→ **TASK BRIEF**: Which lines of the records below contain the string "those"? Report each of them.

[Stored data]

PR #1132, opened 2026-05-22
Add encoding_errors and dtype parameters to read_csv_chunked

### LINKED ISSUE #1083: read_csv_chunked missing encoding_errors parameter
`read_csv_chunked` in `arnio/io.py` does not support the `encoding_errors` parameter that `read_csv` has, creating an API inconsistency.

**Expected behavior:** Add `encoding_errors: str = "strict"` parameter to `read_csv_chunked` to match `read_csv`.

**File:** arnio/io.py

### LINKED ISSUE #1084: read_csv_chunked missing dtype parameter
`read_csv_chunked` in `arnio/io.py` does not support the `dtype` parameter for specifying column types, which `read_csv` supports.

**Expected behavior:** Add `dtype: dict[str, str] | None = None` parameter to `read_csv_chunked`.

**File:** arnio/io.py

tmdeveloper007:
Closes #1083

Closes #1084

### DIFF
--- a/arnio/io.py
+++ b/arnio/io.py
@@ -611,10 +611,12 @@ def read_csv_chunked(
     nrows: int | None = None,
     skip_rows: int = 0,
     encoding: str = "utf-8",
+    encoding_errors: str = "strict",
     trim_headers: bool = True,
     decimal_separator: str = ".",
     thousands_separator: str | None = None,
     null_values: list[str] | None = None,
+    dtype: dict[str, str] | None = None,
     mode: str = "strict",
     on_bad_lines: str = "error",
 ) -> Iterator[ArFrame]:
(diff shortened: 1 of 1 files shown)


im-anishraj (changes requested):
Thanks for the focused PR. I can’t approve this head yet because the new public parameters are currently only added to the signature/docstring; they are not wired into behavior.

Blockers:
- ncoding_errors must be applied to the chunked read/transcoding path, with validation consistent with 
ead_csv.
- dtype must actually affect the yielded chunks, or the PR should not add the parameter. Please match the existing 
ead_csv contract as closely as possible.
- Add focused tests for both parameters: an encoding-error handling case for 
ead_csv_chunked, dtype enforcement/coercion across yielded chunks, and invalid/unknown dtype behavior if applicable.
- Wait for the full CI suite to pass after the implementation and tests are added.

As written, callers could pass these parameters and see no effect, which would be a misleading API.

PR #1133, opened 2026-05-22
Add usecols parameter to scan_csv

### LINKED ISSUE #1085: scan_csv missing usecols parameter
`scan_csv` in `arnio/io.py` does not support the `usecols` parameter to scan only specific columns from a CSV file.

**Expected behavior:** Add `usecols: list[str] | None = None` parameter to `scan_csv`.

**File:** arnio/io.py

tmdeveloper007:
Closes #1085

### DIFF
--- a/arnio/io.py
+++ b/arnio/io.py
@@ -832,6 +832,7 @@ def scan_csv(
     null_values: list[str] | None = None,
     has_header: bool = True,
     encoding_errors: str = "strict",
+    usecols: list[str] | None = None,
 ) -> dict[str, str]:
     """Return schema (column names + inferred types) without loading data.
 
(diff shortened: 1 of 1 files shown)


im-anishraj (changes requested):
Thanks for the focused PR. I can't approve this head yet because the new scan_csv(usecols=...) contract needs coverage and one edge case should be made explicit.

Blockers:
- Please add focused tests for scan_csv(usecols=...): returning only the requested columns, preserving requested column order, usecols=None preserving current behavior, and unknown requested columns raising the intended error.
- Please avoid silently dropping unknown requested columns in the final schema filtering. If the native reader already raises for unknown usecols, keep that behavior covered by a test and make the Python-side filtering explicit instead of using if col in schema.
- Wait for the full CI suite to pass after the tests/fix land.

The implementation direction is reasonable, but without these tests callers could get a partial schema instead of a clear error.

PR #1134, opened 2026-05-22
Add encoding and bom parameters to write_csv

### LINKED ISSUE #1086: write_csv missing encoding parameter

### LINKED ISSUE #1087: write_csv missing BOM support

tmdeveloper007:
Closes #1086

Closes #1087

### DIFF
--- a/arnio/io.py
+++ b/arnio/io.py
@@ -756,6 +756,8 @@ def write_csv(
     delimiter: str = ",",
     write_header: bool = True,
     line_terminator: str = "\n",
+    encoding: str = "utf-8",
+    bom: bool = False,
 ) -> None:
     """Write an ArFrame to a CSV file via C++ backend.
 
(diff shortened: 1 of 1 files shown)


im-anishraj (changes requested):
Thanks for the focused PR. I can't approve this head yet because the parameters are not implemented end-to-end.

Blockers:
- CI lint/mypy is failing because CsvWriteConfig has no encoding or bom attributes.
- The native CsvWriteConfig/CsvWriter path does not currently expose or use these fields, so adding assignments in Python will not make write_csv write a different encoding or prepend a BOM.
- Please implement encoding and BOM support through the actual writer path, including bindings/config updates if needed.
- Add focused tests that assert the bytes written for UTF-8 BOM, a non-UTF-8 encoding case, default behavior, invalid encoding handling, and bom type validation.
- Because this touches the CSV writer/native surface, wait for the full CI suite and wheel smoke checks to pass after the fix.

PR #1136, opened 2026-05-22
Add columns parameter to read_jsonl

### LINKED ISSUE #1088: read_jsonl missing columns parameter

tmdeveloper007:
Closes #1088

### DIFF
--- a/arnio/io.py
+++ b/arnio/io.py
@@ -955,6 +955,7 @@ def read_jsonl(
     *,
     encoding: str = "utf-8",
     nrows: int | None = None,
+    columns: list[str] | None = None,
 ) -> ArFrame:
     """Read a JSON Lines file into an ArFrame.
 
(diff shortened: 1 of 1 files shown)


im-anishraj (changes requested):
Thanks for the focused PR. The basic direction is reasonable, but I can't approve a new public read_jsonl(columns=...) parameter without validation and coverage.

Blockers:
- Please validate columns clearly: reject a bare string and reject non-string entries rather than letting pandas interpret them indirectly.
- Add focused tests for requested column order, missing requested columns being filled with nulls, extra JSON keys being omitted when columns is provided, columns=None preserving current behavior, invalid columns input, and nrows interaction.
- Please decide and test the nrows=0 behavior with columns. If columns is provided, returning an empty frame with those requested columns is usually the least surprising contract; if you choose otherwise, document it explicitly.
- Wait for the full CI suite to pass after the tests and validation are added.

PR #1137, opened 2026-05-22
Add subset parameter to profile

### LINKED ISSUE #1089: profile function missing subset parameter

tmdeveloper007:
Closes #1089

### DIFF
--- a/arnio/quality.py
+++ b/arnio/quality.py
@@ -730,6 +730,7 @@ def profile(
     approx_top_values_min_unique: int = 1000,
     approx_top_values_min_ratio: float = 0.2,
     approx_top_values_sample_size: int = 2000,
+    subset: list[str] | None = None,
 ) -> DataQualityReport:
     """Profile data quality for an ArFrame.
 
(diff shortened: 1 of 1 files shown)


im-anishraj (changes requested):
Thanks for the focused PR. I can't approve this yet because the subset behavior is only partially implemented and has no tests.

Blockers:
- If profile(subset=...) means profile only those columns, the report-level metrics should be consistent with that subset. Right now column_count, memory usage, duplicate counts/ratio, and suggestions are still based on the full frame while columns only contains the subset.
- Please validate subset clearly: reject a bare string, reject non-string entries, and define/test duplicate handling.
- Add focused tests for subset=None preserving current behavior, subset selecting only requested columns, unknown columns raising, invalid subset input, and report metrics/suggestions matching the chosen contract.
- Wait for the full CI suite to pass after the implementation and tests are added.

PR #1138, opened 2026-05-22
Add columns parameter to compare_profiles

### LINKED ISSUE #1090: compare_profiles missing subset parameter

tmdeveloper007:
Closes #1090

### DIFF
--- a/arnio/quality.py
+++ b/arnio/quality.py
@@ -835,6 +835,8 @@ def profile(
 def compare_profiles(
     profile_a: DataQualityReport,
     profile_b: DataQualityReport,
+    *,
+    columns: list[str] | None = None,
 ) -> ProfileComparison:
     """Compare two data-quality profiles for drift.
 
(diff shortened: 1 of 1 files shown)


im-anishraj (changes requested):
Thanks for the focused PR. I can't approve this head yet because columns is not validated and can silently produce an empty or partial comparison.

Blockers:
- Please validate columns clearly: reject a bare string, reject non-string entries, and raise for requested columns missing from either profile instead of silently intersecting them away.
- The docstring says columns=None compares all shared columns, but the existing behavior requires matching schemas and this PR preserves that. Please keep the documentation aligned with the actual default contract.
- Add focused tests for columns=None preserving current behavior, comparing only requested columns while ignoring unrelated schema differences, missing requested columns raising, invalid columns input, and status_counts/drift_report only covering requested columns.
- Wait for the full CI suite to pass after the fix and tests land.

PR #1139, opened 2026-05-22
Add exclude_columns parameter to check_quality_gates

### LINKED ISSUE #1091: check_quality_gates missing exclude_columns parameter
`check_quality_gates` in `arnio/quality.py` has no way to exclude specific columns from drift detection (e.g., metadata columns that always change).

**Expected behavior:** Add `exclude_columns: list[str] | None = None` parameter.

**File:** arnio/quality.py

tmdeveloper007:
Closes #1091

### DIFF
--- a/arnio/quality.py
+++ b/arnio/quality.py
@@ -912,6 +912,7 @@ def check_quality_gates(
     allow_new_columns: bool = False,
     allow_missing_columns: bool = False,
     fail_on_dtype_change: bool = True,
+    exclude_columns: list[str] | None = None,
 ) -> QualityGateResult:
     """Check two quality profiles against pass/fail drift thresholds.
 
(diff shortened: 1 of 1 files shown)


im-anishraj (changes requested):
Thanks for the focused PR. I can't approve this without validation and tests for the new gate contract.

Blockers:
- Please validate exclude_columns clearly: reject a bare string and reject non-string entries instead of treating them as iterables.
- Add focused tests showing excluded columns suppress missing/new/dtype/null/numeric drift issues for those columns, while non-excluded columns still fail normally.
- Add tests for exclude_columns=None preserving current behavior, unknown excluded columns behavior, and invalid exclude_columns input.
- Consider including the effective exclude_columns value in the returned thresholds/result metadata so audit output explains why a column was ignored, or document why it is intentionally omitted.
- Wait for the full CI suite to pass after the tests and validation are added.

PR #1140, opened 2026-05-22
Add columns parameter to validate

### LINKED ISSUE #1092: validate function missing subset parameter
`validate` function in `arnio/schema.py` validates all columns without option to validate only specific columns.

**Expected behavior:** Add `columns: list[str] | None = None` parameter to `validate`.

**File:** arnio/schema.py

tmdeveloper007:
Closes #1092

### DIFF
--- a/arnio/schema.py
+++ b/arnio/schema.py
@@ -830,6 +830,8 @@ def validate(
     frame: ArFrame,
     schema: Schema | dict[str, Field],
     max_errors: int | None = None,
+    *,
+    columns: list[str] | None = None,
 ) -> ValidationResult:
     """Validate an ArFrame against a schema.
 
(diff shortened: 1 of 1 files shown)


im-anishraj (changes requested):
Thanks for the focused PR. I can't approve this implementation yet because filtering the schema fields by constructing a new Schema changes more than the requested columns.

Blockers:
- Schema(schema_fields) drops the original schema metadata such as strict mode, composite unique settings, rules, and other options, so validate(columns=...) can silently change validation behavior.
- In strict schemas, validating only selected columns should not turn every unselected frame column into an unexpected_column issue. The selected-column contract needs to be explicit and tested.
- Please validate columns clearly: reject a bare string, reject non-string entries, and raise for requested columns that are not present in the schema or frame as appropriate.
- Add focused tests for columns=None preserving current behavior, validating only requested fields, strict-mode behavior, composite unique/rules interaction, unknown requested columns, invalid columns input, and max_errors interaction if applicable.
- Wait for the full CI suite to pass after the implementation and tests land.

PR #1141, opened 2026-05-22
Add dtype validation to Schema.from_json

### LINKED ISSUE #1093: Schema.from_json missing dtype validation

tmdeveloper007:
Closes #1093

### DIFF
--- a/arnio/schema.py
+++ b/arnio/schema.py
@@ -1971,6 +1971,15 @@ def _field_from_json_dict(name: str, payload: Any) -> Field:
             )
         allowed = set(allowed)
 
+    dtype = payload.get("dtype")
+    if dtype is not None:
+        allowed_dtypes = {"int64", "float64", "string", "bool", "null", "datetime"}
+        if dtype not in allowed_dtypes:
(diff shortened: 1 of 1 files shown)


im-anishraj (changes requested):
Thanks for the focused PR. The implementation shape is reasonable, but I can't approve it without regression coverage for the new deserialization validation.

Blockers:
- Please add focused Schema.from_json tests showing valid dtype values round-trip, dtype=None is accepted, an invalid dtype raises a clear ValueError, and a non-string dtype value is handled clearly.
- Please keep the allowed dtype set aligned with the rest of the schema/field dtype contract, preferably by reusing or centralizing the list if there is already a local helper/constant.
- Wait for the full CI suite to pass after the tests are added.

PR #1142, opened 2026-05-22
Add format string validation to DateTime field

### LINKED ISSUE #1094: DateTime field no format string validation

tmdeveloper007:
Closes #1094

### DIFF
--- a/arnio/schema.py
+++ b/arnio/schema.py
@@ -1517,6 +1517,14 @@ def DateTime(
     if format is not None and not isinstance(format, str):
         raise TypeError("DateTime format must be a string or None")
 
+    if format is not None:
+        try:
+            pd.to_datetime("2024-01-01", format=format)
+        except ValueError as exc:
+            raise ValueError(
+                f"DateTime format {format!r} is not a valid strftime format: {exc}"
+            ) from exc
+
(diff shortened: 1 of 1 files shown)


im-anishraj (changes requested):
Thanks for the focused PR. I can't approve this implementation because it rejects valid existing datetime formats.

Blockers:
- The validation parses the fixed string 2024-01-01 with the user format. Valid formats that include time or timezone tokens, such as %Y-%m-%dT%H:%M:%S and %Y-%m-%dT%H:%M:%S%z, will fail at field creation even though the existing tests and validation path support them.
- Please validate the format without assuming every valid format can parse a date-only sample. A safer approach is to generate a representative datetime using strftime(format), then parse that generated value with the same format, while preserving the existing TypeError for non-string formats.
- Add focused tests for valid date-only, datetime-with-time, and timezone-aware formats, plus invalid format strings, and make sure existing DateTime validation tests continue to pass.
- Wait for the full CI suite to pass after the fix and tests land.

PR #1143, opened 2026-05-22
Add chunk_size parameter to ArFrame.to_dict

### LINKED ISSUE #1095: ArFrame.to_dict no chunked export option

tmdeveloper007:
Closes #1095

### DIFF
--- a/arnio/frame.py
+++ b/arnio/frame.py
@@ -6,6 +6,7 @@ ArFrame — the core data container wrapping the C++ Frame.
 from __future__ import annotations
 
 import json
+from typing import Iterator
 
 from ._core import _Frame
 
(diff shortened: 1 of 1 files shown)


im-anishraj (changes requested):
Thanks for the focused PR. I can't approve this yet because the new chunked export contract is missing validation and tests.

Blockers:
- Please validate chunk_size clearly: reject bools and non-integers, and raise ValueError for zero or negative values. As written, chunk_size=0 will fail through range(), and negative values silently yield no chunks.
- Add focused tests for default to_dict() preserving current behavior, chunked output across multiple chunks, final partial chunk, empty frames, and invalid chunk_size values.
- Please run/let CI finish after adding those tests; this PR is currently still unstable.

→ **TASK OUTPUT**:
- Please decide and test the nrows=0 behavior with columns. If columns is provided, returning an empty frame with those requested columns is usually the least surprising contract; if you choose otherwise, document it explicitly.
- If profile(subset=...) means profile only those columns, the report-level metrics should be consistent with that subset. Right now column_count, memory usage, duplicate counts/ratio, and suggestions are still based on the full frame while columns only contains the subset.
- Add focused tests showing excluded columns suppress missing/new/dtype/null/numeric drift issues for those columns, while non-excluded columns still fail normally.
- Please run/let CI finish after adding those tests; this PR is currently still unstable.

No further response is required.